> [Work instruction]: Retype each entry below precisely as it reads.

*** Data for the task Section Begins ***

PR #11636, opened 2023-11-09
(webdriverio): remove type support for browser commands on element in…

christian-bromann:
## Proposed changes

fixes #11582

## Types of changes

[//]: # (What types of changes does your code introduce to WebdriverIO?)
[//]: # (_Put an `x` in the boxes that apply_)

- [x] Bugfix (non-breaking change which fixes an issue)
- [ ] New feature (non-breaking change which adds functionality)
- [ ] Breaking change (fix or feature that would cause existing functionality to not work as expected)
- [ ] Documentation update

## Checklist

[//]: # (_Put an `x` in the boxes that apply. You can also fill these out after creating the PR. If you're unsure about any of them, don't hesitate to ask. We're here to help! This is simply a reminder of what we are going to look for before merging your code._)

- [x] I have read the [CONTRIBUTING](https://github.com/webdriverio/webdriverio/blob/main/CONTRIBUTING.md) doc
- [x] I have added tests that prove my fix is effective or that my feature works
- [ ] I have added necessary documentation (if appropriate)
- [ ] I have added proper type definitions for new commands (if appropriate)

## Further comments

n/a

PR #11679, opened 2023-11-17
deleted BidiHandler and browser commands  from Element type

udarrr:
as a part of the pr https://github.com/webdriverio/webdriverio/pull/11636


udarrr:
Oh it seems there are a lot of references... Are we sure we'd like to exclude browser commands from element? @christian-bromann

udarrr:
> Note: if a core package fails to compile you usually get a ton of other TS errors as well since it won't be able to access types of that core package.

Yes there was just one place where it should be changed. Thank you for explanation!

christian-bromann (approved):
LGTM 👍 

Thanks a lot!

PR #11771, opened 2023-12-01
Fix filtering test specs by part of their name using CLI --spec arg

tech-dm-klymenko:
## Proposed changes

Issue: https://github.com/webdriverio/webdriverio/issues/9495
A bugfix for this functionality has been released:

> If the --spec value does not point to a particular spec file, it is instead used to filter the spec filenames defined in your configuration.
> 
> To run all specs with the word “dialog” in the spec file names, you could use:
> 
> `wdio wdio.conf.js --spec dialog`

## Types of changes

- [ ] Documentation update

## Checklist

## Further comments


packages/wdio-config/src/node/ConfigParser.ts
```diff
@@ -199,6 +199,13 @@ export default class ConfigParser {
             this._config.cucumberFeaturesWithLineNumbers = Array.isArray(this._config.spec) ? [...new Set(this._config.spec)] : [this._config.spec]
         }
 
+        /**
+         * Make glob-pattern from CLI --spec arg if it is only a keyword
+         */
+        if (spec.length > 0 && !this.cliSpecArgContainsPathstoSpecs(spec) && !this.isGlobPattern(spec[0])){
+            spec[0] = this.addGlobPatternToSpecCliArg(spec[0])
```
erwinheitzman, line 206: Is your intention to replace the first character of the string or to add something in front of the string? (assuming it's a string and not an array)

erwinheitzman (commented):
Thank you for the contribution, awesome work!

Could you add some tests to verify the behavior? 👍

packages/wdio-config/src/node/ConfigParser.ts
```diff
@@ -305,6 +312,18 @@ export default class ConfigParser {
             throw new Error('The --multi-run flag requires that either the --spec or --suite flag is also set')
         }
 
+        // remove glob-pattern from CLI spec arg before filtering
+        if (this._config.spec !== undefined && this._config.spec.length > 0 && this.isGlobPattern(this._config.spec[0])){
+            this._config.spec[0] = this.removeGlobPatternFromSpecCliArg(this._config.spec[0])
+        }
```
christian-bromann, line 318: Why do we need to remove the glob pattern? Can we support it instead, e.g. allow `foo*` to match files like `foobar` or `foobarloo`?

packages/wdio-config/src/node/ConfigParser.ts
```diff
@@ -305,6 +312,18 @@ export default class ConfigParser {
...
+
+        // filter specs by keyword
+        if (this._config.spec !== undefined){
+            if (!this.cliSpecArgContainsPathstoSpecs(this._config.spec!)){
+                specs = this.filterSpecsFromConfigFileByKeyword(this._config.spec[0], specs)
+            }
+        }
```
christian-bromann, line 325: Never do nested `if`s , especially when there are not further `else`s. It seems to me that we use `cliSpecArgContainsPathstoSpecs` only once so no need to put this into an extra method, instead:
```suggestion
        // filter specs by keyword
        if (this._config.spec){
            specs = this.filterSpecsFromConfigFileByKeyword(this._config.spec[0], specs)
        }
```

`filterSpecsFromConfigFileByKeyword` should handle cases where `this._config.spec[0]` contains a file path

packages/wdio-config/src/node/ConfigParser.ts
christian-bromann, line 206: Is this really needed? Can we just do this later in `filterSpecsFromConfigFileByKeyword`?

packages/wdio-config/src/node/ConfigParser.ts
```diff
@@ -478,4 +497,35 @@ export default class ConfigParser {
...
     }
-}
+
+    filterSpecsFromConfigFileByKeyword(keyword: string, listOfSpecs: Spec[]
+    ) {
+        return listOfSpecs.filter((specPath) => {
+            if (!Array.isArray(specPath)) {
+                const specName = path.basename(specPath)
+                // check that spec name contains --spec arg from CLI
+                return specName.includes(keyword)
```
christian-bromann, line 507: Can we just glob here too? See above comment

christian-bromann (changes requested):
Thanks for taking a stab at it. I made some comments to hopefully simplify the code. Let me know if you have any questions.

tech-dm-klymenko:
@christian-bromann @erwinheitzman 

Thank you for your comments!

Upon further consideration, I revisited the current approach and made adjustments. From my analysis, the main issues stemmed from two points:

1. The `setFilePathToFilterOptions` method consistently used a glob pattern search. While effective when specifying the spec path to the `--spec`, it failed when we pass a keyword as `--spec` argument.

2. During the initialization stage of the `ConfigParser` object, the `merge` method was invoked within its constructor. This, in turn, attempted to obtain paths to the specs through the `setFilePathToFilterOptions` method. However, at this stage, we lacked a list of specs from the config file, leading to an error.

*** Data for the task Section Ends ***

> [Response to this task]:
PR #11636, opened 2023-11-09
(webdriverio): remove type support for browser commands on element in…

christian-bromann:
## Proposed changes

fixes #11582

## Types of changes

[//]: # (What types of changes does your code introduce to WebdriverIO?)
[//]: # (_Put an `x` in the boxes that apply_)

- [x] Bugfix (non-breaking change which fixes an issue)
- [ ] New feature (non-breaking change which adds functionality)
- [ ] Breaking change (fix or feature that would cause existing functionality to not work as expected)
- [ ] Documentation update

## Checklist

[//]: # (_Put an `x` in the boxes that apply. You can also fill these out after creating the PR. If you're unsure about any of them, don't hesitate to ask. We're here to help! This is simply a reminder of what we are going to look for before merging your code._)

- [x] I have read the [CONTRIBUTING](https://github.com/webdriverio/webdriverio/blob/main/CONTRIBUTING.md) doc
- [x] I have added tests that prove my fix is effective or that my feature works
- [ ] I have added necessary documentation (if appropriate)
- [ ] I have added proper type definitions for new commands (if appropriate)

## Further comments

n/a

PR #11679, opened 2023-11-17
deleted BidiHandler and browser commands  from Element type

udarrr:
as a part of the pr https://github.com/webdriverio/webdriverio/pull/11636


udarrr:
Oh it seems there are a lot of references... Are we sure we'd like to exclude browser commands from element? @christian-bromann

udarrr:
> Note: if a core package fails to compile you usually get a ton of other TS errors as well since it won't be able to access types of that core package.

Yes there was just one place where it should be changed. Thank you for explanation!

christian-bromann (approved):
LGTM 👍 

Thanks a lot!

PR #11771, opened 2023-12-01
Fix filtering test specs by part of their name using CLI --spec arg

tech-dm-klymenko:
## Proposed changes

Issue: https://github.com/webdriverio/webdriverio/issues/9495
A bugfix for this functionality has been released:

> If the --spec value does not point to a particular spec file, it is instead used to filter the spec filenames defined in your configuration.
> 
> To run all specs with the word “dialog” in the spec file names, you could use:
> 
> `wdio wdio.conf.js --spec dialog`

## Types of changes

- [ ] Documentation update

## Checklist

## Further comments


packages/wdio-config/src/node/ConfigParser.ts
```diff
@@ -199,6 +199,13 @@ export default class ConfigParser {
             this._config.cucumberFeaturesWithLineNumbers = Array.isArray(this._config.spec) ? [...new Set(this._config.spec)] : [this._config.spec]
         }
 
+        /**
+         * Make glob-pattern from CLI --spec arg if it is only a keyword
+         */
+        if (spec.length > 0 && !this.cliSpecArgContainsPathstoSpecs(spec) && !this.isGlobPattern(spec[0])){
+            spec[0] = this.addGlobPatternToSpecCliArg(spec[0])
```
erwinheitzman, line 206: Is your intention to replace the first character of the string or to add something in front of the string? (assuming it's a string and not an array)

erwinheitzman (commented):
Thank you for the contribution, awesome work!

Could you add some tests to verify the behavior? 👍

packages/wdio-config/src/node/ConfigParser.ts
```diff
@@ -305,6 +312,18 @@ export default class ConfigParser {
             throw new Error('The --multi-run flag requires that either the --spec or --suite flag is also set')
         }
 
+        // remove glob-pattern from CLI spec arg before filtering
+        if (this._config.spec !== undefined && this._config.spec.length > 0 && this.isGlobPattern(this._config.spec[0])){
+            this._config.spec[0] = this.removeGlobPatternFromSpecCliArg(this._config.spec[0])
+        }
```
christian-bromann, line 318: Why do we need to remove the glob pattern? Can we support it instead, e.g. allow `foo*` to match files like `foobar` or `foobarloo`?

packages/wdio-config/src/node/ConfigParser.ts
```diff
@@ -305,6 +312,18 @@ export default class ConfigParser {
...
+
+        // filter specs by keyword
+        if (this._config.spec !== undefined){
+            if (!this.cliSpecArgContainsPathstoSpecs(this._config.spec!)){
+                specs = this.filterSpecsFromConfigFileByKeyword(this._config.spec[0], specs)
+            }
+        }
```
christian-bromann, line 325: Never do nested `if`s , especially when there are not further `else`s. It seems to me that we use `cliSpecArgContainsPathstoSpecs` only once so no need to put this into an extra method, instead:
```suggestion
        // filter specs by keyword
        if (this._config.spec){
            specs = this.filterSpecsFromConfigFileByKeyword(this._config.spec[0], specs)
        }
```

`filterSpecsFromConfigFileByKeyword` should handle cases where `this._config.spec[0]` contains a file path

packages/wdio-config/src/node/ConfigParser.ts
christian-bromann, line 206: Is this really needed? Can we just do this later in `filterSpecsFromConfigFileByKeyword`?

packages/wdio-config/src/node/ConfigParser.ts
```diff
@@ -478,4 +497,35 @@ export default class ConfigParser {
...
     }
-}
+
+    filterSpecsFromConfigFileByKeyword(keyword: string, listOfSpecs: Spec[]
+    ) {
+        return listOfSpecs.filter((specPath) => {
+            if (!Array.isArray(specPath)) {
+                const specName = path.basename(specPath)
+                // check that spec name contains --spec arg from CLI
+                return specName.includes(keyword)
```
christian-bromann, line 507: Can we just glob here too? See above comment

christian-bromann (changes requested):
Thanks for taking a stab at it. I made some comments to hopefully simplify the code. Let me know if you have any questions.

tech-dm-klymenko:
@christian-bromann @erwinheitzman 

Thank you for your comments!

Upon further consideration, I revisited the current approach and made adjustments. From my analysis, the main issues stemmed from two points:

1. The `setFilePathToFilterOptions` method consistently used a glob pattern search. While effective when specifying the spec path to the `--spec`, it failed when we pass a keyword as `--spec` argument.

2. During the initialization stage of the `ConfigParser` object, the `merge` method was invoked within its constructor. This, in turn, attempted to obtain paths to the specs through the `setFilePathToFilterOptions` method. However, at this stage, we lacked a list of specs from the config file, leading to an error.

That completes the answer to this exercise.